Trois questions à …Mejdaline Mhiri

Pouvez-vous en quelques minutes me raconter votre parcours ?

La journaliste Sportive Mejdaline Mhiri

Agée de 28 ans, j’ai d’abord obtenu un BAC +4 Cinéma avant de réaliser que je n’étais peut être pas faite pour cette voie. Originaire d’Ivry sur Seine dans le 94 et complètement passionnée de Handball j’ai donc décidé de me lancer dans le journalisme. Je n’avais alors à ce moment la aucune idée de ce qu’était réellement le journalisme. J’ai d’abord commencé en écrivant pour un blog en ligne sur le handball, puis j’ai poursuivi en faisant des stages dans différents médias (Le Parisien, France TV). J’ai par la suite décroché un job dans le quotidien Sud-Ouest. J’étais à ce moment la une journaliste sans vraiment être reconnue. J’ai donc continué mes études pour obtenir un BAC+ 5 au CELSA. J’ai donc depuis l’année dernière une véritable carte de presse et je travaille depuis maintenant 2 ans dans le magazine trimestriel « Les Sportives ».

Pouvez-vous me décrire en quelques phrases le métier de journaliste sportive ?

Tout d’abord avant d’être journaliste sportive, je suis d’abord journaliste. On est constamment dans la recherche de l’information, on a un véritable esprit de synthèse. C’est un métier qui nous laisse très peu de répit puisqu’il demande beaucoup de disponibilité et notamment les week-ends. Il faut être capable de connaître à peu près tous les sports pour pouvoir couvrir toutes sortes d’évènements.

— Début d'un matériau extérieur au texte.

PR #906, opened 2026-07-21
fix(estimation): guarded multi-start inner EBE for weakly-identified etas [closes #891]

### LINKED ISSUE #891: Inner EBE loop converges to a sub-optimal local mode on multimodal individual posteriors (weakly-identified random effects)

roninsightrx:
## Why

The inner EBE loop converges to a **sub-optimal local mode** when a subject's individual posterior is **multimodal** — which happens for weakly-identified random effects on nonlinear readouts (#891). The returned η̂ is not the global posterior mode, biasing that subject's FOCEI objective and making EBE diagnostics (η̂, IPRED, IWRES, shrinkage) unreliable, silently.

A guarded multi-start inner EBE (`inner_restarts`, default 1) already existed, but two gaps left #891 unaddressed:

1. **Trigger too narrow.** It re-seeded only subjects with system resets or time-varying covariates. The weakly-identified case #891 targets — a poorly-identified `V1` (~48 % shrinkage) in a saturable-clearance fluconazole model — has neither, so those subjects were never scanned.
2. **Never fired on the eval-only path.** The multi-start is gated on `eta_init.is_none()`, but the `maxiter = 0` (NONMEM `MAXEVAL=0`) evaluation — the exact scenario #891's evidence is drawn from — passed `Some(zeros)`, which the gate does not recognise as a cold start. In practice the multi-start fired only at the final diagnostic EBE pass of a real fit.

## What changed

- **`estimation/inner_optimizer.rs`** — new `weakly_identified_coords`: a two-point central second difference of the inner objective per coordinate at the converged mode. Because `obj` carries the prior term `½·ηᵀΩ⁻¹η`, that difference estimates the posterior curvature `H_ii = data_info_i + (Ω⁻¹)_ii`; a coordinate is flagged when the data adds less curvature than the prior already carries (`H_ii < 2·(Ω⁻¹)_ii`, ≈ conditional shrinkage ≳ 0.3). Reset/TV subjects still scan every random effect (unchanged); every other subject scans only its flagged coordinates. Fixed effects are excluded via a variance floor (`from_matrix` regularises a zero variance to a 1e-8 eigenvalue, so an exact-zero test never survives).
- **`estimation/outer_optimizer.rs`** — the eval-only path (`evaluate_at_initial_params`) now passes `None` instead of `Some(zeros)`. Both seed the inner search at η = 0, but `None` is the honest cold start that enables the guarded multi-start. An eval-only run has no warm EBE history, so this is also semantically correct.

The multi-start fires only at genuine cold starts (eval-only + the final diagnostic pass), never per outer evaluation, so the **fit trajectory and runtime are unchanged**. Well-identified subjects pay only the `2·n_eta` probe evaluations and stay **bit-identical** to `inner_restarts = 0`.

## Alternatives considered

- *Scan all subjects on every cold start* — simplest, but pays a full multi-start on well-identified subjects. The curvature probe restricts the expensive seed solves to coordinates where a missed mode is actually plausible.
- *Use per-subject shrinkage as the trigger* — shrinkage is a post-fit population aggregate, unavailable at solve time (chicken/egg). The per-coordinate curvature is the solve-time analogue.

## Breaking changes
- [x] None

## Numerical validation

`ferx-testdata/fluconazole_radboudumc` (`fluconfinal.ferx`, FOCEI, `block_sigma`, 31 subjects, `maxiter = 0`):

```
inner_restarts = 0 : init OFV 1184.8066   (single-start baseline)
inner_restarts = 1 : init OFV 1122.5965   <- recovers global modes
inner_restarts = 2 : init OFV 1122.5965
```

Exactly reproduces the issue's proof-of-concept (1184.8 → 1122.6). Subjects 14 & 22 recover NONMEM's `V1 ≈ −2` modes; a `±2·sd` seed (`restarts = 1`) already suffices. NONMEM `METHOD=1 INTER` anchors this init evaluation.

- [x] Compared against: NONMEM (per-subject decomposition, issue #891) and the reverted prototype in the issue
- [x] Reference values above

## Performance
- [x] No significant impact expected — cold-start only; well-identified subjects pay only a `2·n_eta` objective probe; the outer optimisation keeps its warm EBEs, so the fit trajectory is unchanged.

## Tests
- [x] Unit tests added (`cargo test --lib` passes — 2641 pass, 0 fail):
  - `weakly_identified_coords_flags_flat_not_sharp`
  - `weakly_identified_coords_skips_fixed_and_nonfinite`
  - `inner_restarts_bit_identical_on_wellidentified_subject` (no-regression)
- The fluconazole end-to-end anchor lives in the PR (its data is in the sibling `ferx-testdata`, not the repo), per repo convention for external-data validation.

## Docs
- [x] `docs/model-file/fit-options.qmd` — `inner_restarts` semantics updated for the weakly-identified trigger
- [x] `CHANGELOG.md` `[Unreleased] → Fixed` entry added
- [x] `FitOptions::inner_restarts` doc-comment updated

## Reviewer hints

- The curvature threshold (`H_ii < 2·(Ω⁻¹)_ii`) and the fixed-effect variance floor (`1e-7`, above the `from_matrix` `1e-8` regularisation) are the two tunables — see `weakly_identified_coords`.
- The `outer_optimizer.rs` one-liner (`Some(&cold_etas)` → `None`) is what makes the eval-only path actually exercise the multi-start; the existing `outer_maxiter_zero_is_eval_only_and_optimizer_independent` test still passes.

## Open questions

- Scope was **trigger-only** by request. #891's third bullet — a **diagnostic warning** when the multi-start finds a materially lower mode — is deferred to a follow-up (would plumb a `multistart_gain` field through `EbeResult` → `InnerLoopStats` → `FitResult.warnings`).


roninsightrx:
Thanks @copilot — both addressed in 8d542863.

**1. `weakly_identified_coords` doc-comment (inner_optimizer.rs).** You're right that the doc conflated two distinct degeneracy paths. Clarified: a non-finite objective *at the mode* (`nll`) disables the probe entirely and returns all-`false` (no coordinate scanned), whereas a non-finite/non-positive *per-coordinate curvature* flags that one coordinate as weakly identified so a pathological direction is scanned. The code was already correct; only the comment was ambiguous.

**2. "bit-identical" no-regression test.** Tightened to exact `==` on both `eta` and `nll` (was `abs() < 1e-9` / `1e-12` slack). Bitwise identity is in fact the real contract, not just closeness: for a unimodal subject no alternate seed beats the improvement guard (`cand_nll + 1e-9 < nll`), so `eta`/`nll` are never reassigned and the values returned are the very same f64s the base solve produced; the two `find_ebe` calls are deterministic (pure objective, no RNG). Test passes with strict equality.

Par exemple, avant je ne connaissais pas bien le Rugby, aujourd’hui je m’y intéresse de plus en plus. 

Journaliste sportif c’est avant tout le contact avec les gens. Il faut savoir mettre à l’aise les personnalités que l’on est susceptible d’interviewer tout en se renseignant auparavant sur eux, leur carrière et leur palmarès. Plus on sait ce que l’on vient chercher, plus l’interview se passera bien.

Quels rapports entretenez vous avec vos collègues hommes ? Avez vous déjà rencontré des problèmes par rapport au fait que vous soyez une femme ?

Heureusement, tout s’est toujours très bien passé pour moi. Je suis aussi ce que l’on pourrait qualifier de « grande gueule » et je ne me laisse pas marcher sur les pieds. Mais je n’ai jamais été la cible de remarques sexistes ou autres. Au contraire, je dirais même que parfois le fait d’être une femme a des avantages, on nous remarque souvent plus que les autres. Après je suis pigiste, je travaille de chez moi ce qui fait que je n’ai pas tellement de rapports au quotidien avec mes collègues hommes mais encore une fois, tout s’est toujours très bien passé. Mais une fois encore si il y avait plus de femmes journalistes sportives, il y aurait moins de commentaires sexistes tout simplement.